Correctly compute metrics over entire evalset/testset
When computing metrics for the evaluation/test datasets, the entire set should be processed to get the correct metrics. Our examples often compute metrics with the following pattern:
def compute_metrics(logits, labels):
metrics = {
'accuracy': jnp.mean(jnp.argmax(logits, -1) == labels) ,
# ...
}
metrics = jax.lax.pmean(metrics, 'batch')
return metrics
@functools.partial(jax.pmap, axis='batch')
def eval_step(model, batch):
logits = model(batch['input'])
return compute_metrics(logits, batch['label'])
test_metrics = []
for batch in range(test_iter):
metrics = eval_step(optimizer.target, batch)
test_metrics.append(metrics)
test_metrics = flax.training.common_utils.get_metrics(test_metrics)

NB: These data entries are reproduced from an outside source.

PR #604, opened 2024-08-21
[UI] EVEREST-1296 Integration with new backup-storages and monitoring-instances APIs

dianabirs:
[EVEREST-1296](https://perconadev.atlassian.net/browse/EVEREST-1296)

[EVEREST-1296]: https://perconadev.atlassian.net/browse/EVEREST-1296?atlOrigin=eyJpIjoiNWRkNTljNzYxNjVmNDY3MDlhMDU5Y2ZhYzA5YTRkZjUiLCJwIjoiZ2l0aHViLWNvbS1KU1cifQ


ui/apps/everest/src/components/confirm-dialog-namespace/confirm-dialog-namespace.tsx
```diff
@@ -0,0 +1,49 @@
+import { Button, Dialog, DialogActions, DialogContent } from '@mui/material';
+import { DialogTitle } from '@percona/ui-lib';
+import { kebabize } from '@percona/utils';
+import { ConfirmDialogNamespaceProps } from './confirm-dialog-namespace.types';
+
+export const ConfirmDialogNamespace = ({
```
solovevayaroslavna, line 6: Why we can't use standart confirm dialog with customization via props?

ui/apps/everest/src/pages/settings/monitoring-endpoints/createEditModal/create-edit-modal.tsx
```diff
@@ -62,13 +61,14 @@ export const CreateEditEndpointModal = ({
               placeholder: Messages.fieldPlaceholders.name,
             }}
           />
-          <AutoCompleteSelectAll
-            name={EndpointFormFields.namespaces}
-            label={Messages.fieldLabels.namespaces}
+          <AutoCompleteInput
```
solovevayaroslavna, line 64: Do we have changes in mocups? Where can i check them? We couldn't select all namespaces now?

dianabirs: The logic changes and now we deprecated `allowedNamespaces` and can only have one namespaces per resource, because every monitoring instance and backup storage will be namespaced

ui/apps/everest/src/components/confirm-dialog-namespace/confirm-dialog-namespace.tsx
dianabirs: I duplicated this component because the way we handle confirm for these two resources has to include a namespace param (which we don't need for the others; the hooks need to be sent the namespace)
```
  const onClick = () => {
    handleConfirm(selectedId, selectedNamespace);
  };
```
But now that you mentioned prop customization, I think we can have two separate props `selectedNamespace` and `handleConfirmNamespace` and use those in these two cases, instead of duplicating the component.. What do you say about this approach?

.github/workflows/dev-fe-e2e.yaml
```diff
@@ -138,7 +138,7 @@ jobs:
       - name: Run integration tests
         shell: bash
         env:
-          EVEREST_BUCKETS_NAMESPACES_MAP: '[["bucket-1",["everest-ui"]],["bucket-2",["psmdb-only"]],["bucket-3",["pxc-only"]],["bucket-4",["pg-only"]]]'
+          EVEREST_BUCKETS_NAMESPACES_MAP: '[["bucket-1","my-special-place"],["bucket-2","psmdb-only"],["bucket-3","pxc-only"],["bucket-4","pg-only"]]'
```
oksana-grishchenko, line 141: The e2e `EVEREST_CI_NAMESPACES` still have the `everest-ui` namespace in it: https://github.com/percona/everest/blob/2ad899853af7dbe963e71dc9d9bdee15b7c594ba/ui/apps/everest/.e2e/constants.ts#L7-L12  
Are you sure that `my-special-place` wasn't commited by a mistake?

dianabirs: yes, it was, reverting it now. Thanks for noticing!

solovevayaroslavna (approved):

PR #1174, opened 2025-03-07
Everest-1901 backup bucket trimming issue

Tikdev00:
[EVEREST-1901](https://jira.percona.com/browse/EVEREST-1901) [Powered by Pull Request Badge](https://pullrequestbadge.com/?utm_medium=github&utm_source=percona&utm_campaign=badge_info)

[EVEREST-1901]: https://perconadev.atlassian.net/browse/EVEREST-1901?atlOrigin=eyJpIjoiNWRkNTljNzYxNjVmNDY3MDlhMDU5Y2ZhYzA5YTRkZjUiLCJwIjoiZ2l0aHViLWNvbS1KU1cifQ


ui/packages/ui-lib/src/form/inputs/text/text.tsx
```diff
@@ -10,35 +10,44 @@ const TextInput = ({
...
-          }}
-          helperText={error ? error.message : textFieldProps?.helperText}
-        />
-      )}
+      render={({ field: { onChange, ...field }, fieldState: { error } }) => {
+        const handleChange = (event: React.ChangeEvent<HTMLInputElement>) => {
+          onChange(
+            (onValueChange && onValueChange(event)) ?? event.target.value
+          );
+        };
```
dianabirs, line 25: is there a way to pass the `onChange` handler to the `textFieldProps`, instead of adding a prop to the component for this case?
Or maybe we want this trim at the end of inputs to be something that is done for every input, I can't think of a case in which we want an input value with a space at the end of the string.

Tikdev00: If we don't have any input that needs end spaces we can adjust this logic for all of them, but as far as in ticket it was mentioned only for this one apply trim logic I decided to not expand it for all of them.
About other inputs I am not sure if they need it or no so would like to hear your opinions, if yes then we can get rid of extra props and handle it inside Text component

dianabirs: @fabio-silva do you know of any inputs that we want to leave end spaces for?

dianabirs (approved):

ui/packages/ui-lib/src/form/inputs/text/text.tsx
Tikdev00: @dianabirs I've changed and onChange is now being passed through textFieldProps, please take a look again

PR #1195, opened 2025-03-11
EVEREST-1772 add security headers

recharte:
[EVEREST-1772](https://jira.percona.com/browse/EVEREST-1772) [Powered by Pull Request Badge](https://pullrequestbadge.com/?utm_medium=github&utm_source=percona&utm_campaign=badge_info)

Adds the headers recommend by [OWASP's secure headers project](https://owasp.org/www-project-secure-headers/), with two exceptions:
* HSTS: will be added when we have native support for TLS ([EVEREST-1180](https://perconadev.atlassian.net/browse/EVEREST-1180))
* Clear-site-data: we don't set the recommended `storage` because we require local storage to be persisted.

[EVEREST-1772]: https://perconadev.atlassian.net/browse/EVEREST-1772?atlOrigin=eyJpIjoiNWRkNTljNzYxNjVmNDY3MDlhMDU5Y2ZhYzA5YTRkZjUiLCJwIjoiZ2l0aHViLWNvbS1KU1cifQ

[EVEREST-1180]: https://perconadev.atlassian.net/browse/EVEREST-1180?atlOrigin=eyJpIjoiNWRkNTljNzYxNjVmNDY3MDlhMDU5Y2ZhYzA5YTRkZjUiLCJwIjoiZ2l0aHViLWNvbS1KU1cifQ


internal/server/middlewares.go
```diff
@@ -84,3 +93,56 @@ func (e *EverestServer) checkOperatorUpgradeState(next echo.HandlerFunc) echo.Ha
...
+		PermissionsPolicy:         PermissionsPolicy,
+		ReferrerPolicy:            "no-referrer",
+		// TODO (EVEREST-1180): Once we have native support for TLS, we should
+		// probably redirect all HTTP traffic to HTTPS.
+		// SSLRedirect:                   true,
+		// And we should set the HSTS header.
+		// STSIncludeSubdomains:          true,
+		// STSSeconds:                    31536000,
+		XPermittedCrossDomainPolicies: "none",
+	})
```
oksana-grishchenko, line 145: In [the list](https://owasp.org/www-project-secure-headers/ci/headers_add.json) of the recommended headers there are also those two:
```
   {
      "name": "Cache-Control",
      "value": "no-store, max-age=0"
    },
    {
      "name": "Clear-Site-Data",
      "value": "\"cache\",\"cookies\",\"storage\""
    }
```
Are they not relevant in our case?

oksana-grishchenko (approved):

internal/server/middlewares.go
recharte: To be honest I'm not 100% sure. I thought that users could benefit from the performance benefits of storing some content in a proxy server. Everest being a self-hosted solution maybe this isn't very relevant and we could just disable it.
@fabio-silva what do you think?

recharte: After a deeper discussion with Fábio, we decided to [add them](https://github.com/percona/everest/pull/1195/commits/62b895c5462f3ebdc2937d0a51f30f377ddbe897). However, the `Clear-Site-Data` will only have `cache` and `cookies` and it won't have the `storage` because that would screw up our local storage where we store stuff like the token.

PR #1203, opened 2025-03-13
UI tests - Fail global setup if storage or monitoring endpoints not created

tplavcic:
Currently if `minio` or `PMM` are not running the global setup just marks the setup as passed, but the tests will just fail and it doesn't make sense to run them.

### DIFF
--- a/ui/apps/everest/.e2e/setup/global.setup.ts
+++ b/ui/apps/everest/.e2e/setup/global.setup.ts
@@ -46,6 +46,10 @@ const doBackupCall = async (fn: () => Promise<APIResponse>, retries = 3) => {
       return Promise.resolve();
     }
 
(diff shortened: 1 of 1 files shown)


dianabirs (approved):

ui/apps/everest/.e2e/setup/global.setup.ts
```diff
@@ -46,6 +46,10 @@ const doBackupCall = async (fn: () => Promise<APIResponse>, retries = 3) => {
       return Promise.resolve();
     }
 
+    if (response.status() !== 201 && response.status() !== 200) {
+      Promise.reject();
```
fabio-silva, line 50:
```suggestion
      return Promise.reject();
```

fabio-silva (changes requested):

fabio-silva (approved):

PR #1204, opened 2025-03-13
EVEREST-1918 | check for dupicate IP and netmask entries for external access

Tikdev00:
[EVEREST-1918](https://jira.percona.com/browse/EVEREST-1918) [Powered by Pull Request Badge](https://pullrequestbadge.com/?utm_medium=github&utm_source=percona&utm_campaign=badge_info)

[EVEREST-1918]: https://perconadev.atlassian.net/browse/EVEREST-1918?atlOrigin=eyJpIjoiNWRkNTljNzYxNjVmNDY3MDlhMDU5Y2ZhYzA5YTRkZjUiLCJwIjoiZ2l0aHViLWNvbS1KU1cifQ


Tikdev00:
@fabio-silva should I point target branch as 1909 which is base for this, or keep main?

fabio-silva:
> @fabio-silva should I point target branch as 1909 which is base for this, or keep main?

@Tikdev00 1909, please

ui/apps/everest/src/components/cluster-form/advanced-configuration/advanced-configuration.tsx
```diff
@@ -68,10 +69,32 @@ export const AdvancedConfigurationForm = ({
...
     }
   }, [clusterInfo]);
+
   const handleBlur = (value: string, fieldName: string, hasError: boolean) => {
     if (!hasError && !value.includes('/') && value !== '') {
       setValue(fieldName, `${value}/32`);
     }
+
+    // Check for duplicate entries
+    const existingEntries: Array<{ sourceRange?: string | undefined }> =
```
fabio-silva, line 79: @Tikdev00 let's try to do this at the schema level, using Zod.
The file is at `ui/apps/everest/src/components/cluster-form/advanced-configuration/advanced-configuration-schema.ts`

ui/apps/everest/src/components/cluster-form/advanced-configuration/advanced-configuration.tsx
```diff
@@ -68,10 +69,32 @@ export const AdvancedConfigurationForm = ({
...
+      getValues(AdvancedConfigurationFields.sourceRanges) || [];
+    const isDuplicate = existingEntries.filter(
+      (item) => item.sourceRange === value
+    );
+    // Get unique entries to check if all are unique to clear the error
+    const uniqueEntries = Array.from(
```
fabio-silva, line 85: When using Zod, if we set an error whenever the user types a duplicate, it's guaranteed all entries will be unique, so we can skip all this section ahead

fabio-silva (changes requested):

ui/apps/everest/src/components/cluster-form/advanced-configuration/advanced-configuration-schema.ts
```diff
@@ -55,6 +55,24 @@ export const advancedConfigurationsSchema = () =>
           });
         }
       });
+      const seen = new Set<string>();
+      sourceRanges.forEach(({ sourceRange }, index) => {
```
fabio-silva, line 59: There's already a `forEach` loop right above here, we can rework for our purposes, `if (sourceRange)` should be our external condition, and the other follow internally.
Also, if `seen.has(sourceRange)`, why are we doing `seen.add(sourceRange)` again?
Something to look at: we automatically add the `/32` netmask when the users blurs the output, if they don't do it themselves. I think this piece of code doesn't have that in account.

fabio-silva (changes requested):
@Tikdev00  Please check the comment. 
Also, let's add a unit test to make sure we get an error when we type duplicate entries, with and without netmask

ui/apps/everest/src/components/cluster-form/advanced-configuration/advanced-configuration-schema.ts
```diff
@@ -55,6 +55,24 @@ export const advancedConfigurationsSchema = () =>
...
+        if (sourceRange && seen.has(sourceRange)) {
```
dianabirs, line 60: I would use this approach, instead of having a set for seen 
```suggestion
         const uniqueRanges = new Set(
        Object.values(sourceRanges).map((item) => item.sourceRange)
      );
      if (uniqueRanges.size !== sourceRanges.length) { ...
```

ui/apps/everest/src/components/cluster-form/advanced-configuration/advanced-configuration.tsx
```diff
@@ -40,7 +40,8 @@ export const AdvancedConfigurationForm = ({
   dbType,
   loadingDefaultsForEdition,
 }: AdvancedConfigurationFormProps) => {
-  const { watch, setValue, getFieldState } = useFormContext();
+  const { watch, setValue, getFieldState, getValues, setError, clearErrors } =
```
dianabirs, line 43: These are not used
```suggestion
  const { watch, setValue, getFieldState} =
```

ui/apps/everest/src/components/cluster-form/advanced-configuration/advanced-configuration-schema.ts
dianabirs: @fabio-silva for blur we are setting field value to append `/32` so the `sourceRanges` list should have all the correct values in it, with the netmask as well

ui/apps/everest/src/components/cluster-form/advanced-configuration/advanced-configuration.tsx
```diff
@@ -68,6 +68,7 @@ export const AdvancedConfigurationForm = ({
       );
     }
   }, [clusterInfo]);
+
   const handleBlur = (value: string, fieldName: string, hasError: boolean) => {
     if (!hasError && !value.includes('/') && value !== '') {
       setValue(fieldName, `${value}/32`);
```
fabio-silva, line 74: @Tikdev00 please add `{ shouldValidate: true }` as third argument here, or IP addresses without netmask won't fail the validation (e.g. "192.168.1.1" when there's already "192.168.1.1/32"

ui/apps/everest/src/components/cluster-form/advanced-configuration/advanced-configuration-schema.ts
```diff
@@ -42,36 +42,38 @@ export const advancedConfigurationsSchema = () =>
...
             message: Messages.errors.sourceRange.invalid,
           });
         }
-      });
-      const seen = new Set<string>();
-      sourceRanges.forEach(({ sourceRange }, index) => {
-        if (sourceRange && seen.has(sourceRange)) {
-          seen.add(sourceRange);
+
+        const nonEmptyRanges = sourceRanges
```
fabio-silva: this should not be done in the loop, as it does not depend on the current element.
Same for `uniqueRanges`

fabio-silva (changes requested):

ui/apps/everest/src/components/cluster-form/advanced-configuration/advanced-configuration-schema.ts
Tikdev00: @fabio-silva yes you are right, it's already fixed

fabio-silva (approved):

ui/apps/everest/src/components/cluster-form/advanced-configuration/advanced-configuration-schema.ts
```diff
@@ -41,18 +41,48 @@ export const advancedConfigurationsSchema = () =>
...
+              path: [
+                AdvancedConfigurationFields.sourceRanges,
+                index,
+                'sourceRange',
+              ],
+              message: Messages.errors.sourceRange.invalid,
+            });
+          }
+
+          const isCurrentOneOfDuplicates = nonEmptyRanges.filter(
```
dianabirs, line 67: I think that by its name, this variable should reflect if current IP is one of duplicates. Right now, it reflects the length of the filter. Can we add `> 1` condition here, so it's more readable?

Tikdev00: @dianabirs done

test_summary = jax.tree_map(lambda x: x.mean(), test_metrics)
Problems:
- If the last batch has a different number of examples the metrics will be wrong: The combination of
jax.lax.pmean()andcommon_utils.get_metrics()will make count every batch the same way, i.e. in above example the accuracy of a full batch will have the same influence as the accuracy of a half-full batch, but to get correct metrics the half-full batch should only be weighted 50%. - If any batch size is not divisible by the number of devices then above code could fail at the
@pmap. - If batch size is not fixed then
@pmapwill re-compileeval_step()for every batch size. - Above scheme is incompatible altogether with metrics that cannot be averaged per batch (e.g. precision that has the number of detected in the denominator instead of the number of examples like accuracy).
Solution : Pad batches with dummy examples so they all have the same size, apply mask so only real examples are used for the metrics computation, and finally weigh batches according to the number of real examples. For addressing the last issue, a more flexible metric computation is needed.
This could be implemented separately in every example, but it probably makes more sense to factor out this functionality into a library module.
We should make sure that all examples either compute the metrics correctly or at least add a comment to the README where we decide against it for simplicity:
- [ ] graph
- [ ] imagenet
- [ ] lm1b
- [ ] mnist
- [ ] nlp_seq
- [ ] pixelcnn
- [ ] ppo
- [x] seq2seq
- [ ] sst2
- [ ] vae
- [ ] wmt
Part of example improvements #231
This issue supersedes #262
@andsteing I wonder whether we should require this for all our examples (do we realistically think we have the bandwidth to fix this?), or just close this issue and only keep the HOWTO that @avital just opened. WDYT?
@andsteing gentle ping, maybe we should close this issue and focus on your HOWTO instead?
The current plan is to add the HOWTO and some utility functions at the same time in #2111, and then to use that utility function to rewrite some of the examples (but not all).
Once that's done, I'll close this issue.
Note that the example can only be rewritten once a new release is created that includes the change. Since this is not urgent, I'll simply wait for the next natural release to appear that contains #2111.
Closing this since #2111 is submitted. @andsteing please re-open if you think this is incorrect.